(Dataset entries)

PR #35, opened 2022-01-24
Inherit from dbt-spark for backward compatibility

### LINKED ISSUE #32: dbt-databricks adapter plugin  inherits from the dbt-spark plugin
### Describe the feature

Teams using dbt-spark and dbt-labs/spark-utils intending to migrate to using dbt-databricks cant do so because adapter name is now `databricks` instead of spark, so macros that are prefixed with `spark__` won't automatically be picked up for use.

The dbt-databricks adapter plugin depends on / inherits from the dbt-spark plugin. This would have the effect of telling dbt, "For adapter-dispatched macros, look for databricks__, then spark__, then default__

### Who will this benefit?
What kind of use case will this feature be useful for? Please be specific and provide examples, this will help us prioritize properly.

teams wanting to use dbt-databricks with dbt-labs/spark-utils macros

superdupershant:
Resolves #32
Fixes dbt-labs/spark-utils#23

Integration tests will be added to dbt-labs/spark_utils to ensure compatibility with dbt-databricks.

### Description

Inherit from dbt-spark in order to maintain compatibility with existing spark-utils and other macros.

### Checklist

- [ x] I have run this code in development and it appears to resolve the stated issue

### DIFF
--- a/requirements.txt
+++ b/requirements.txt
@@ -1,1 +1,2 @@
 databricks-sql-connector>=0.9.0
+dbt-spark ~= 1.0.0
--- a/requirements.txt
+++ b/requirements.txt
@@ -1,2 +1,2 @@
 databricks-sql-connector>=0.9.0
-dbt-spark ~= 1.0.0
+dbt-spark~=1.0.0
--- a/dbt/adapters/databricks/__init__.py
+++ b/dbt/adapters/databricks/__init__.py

→ **WHAT YOU WILL DO**: Starting with the line that contains "Resolves #32", print every line through the end of the entries above exactly as written, both boundary lines included, and nothing else.

→ **SOLUTION TO THE PROBLEM**:
Resolves #32
Fixes dbt-labs/spark-utils#23

Integration tests will be added to dbt-labs/spark_utils to ensure compatibility with dbt-databricks.

### Description

Inherit from dbt-spark in order to maintain compatibility with existing spark-utils and other macros.

### Checklist

- [ x] I have run this code in development and it appears to resolve the stated issue

### DIFF
--- a/requirements.txt
+++ b/requirements.txt
@@ -1,1 +1,2 @@
 databricks-sql-connector>=0.9.0
+dbt-spark ~= 1.0.0
--- a/requirements.txt
+++ b/requirements.txt
@@ -1,2 +1,2 @@
 databricks-sql-connector>=0.9.0
-dbt-spark ~= 1.0.0
+dbt-spark~=1.0.0
--- a/dbt/adapters/databricks/__init__.py
+++ b/dbt/adapters/databricks/__init__.py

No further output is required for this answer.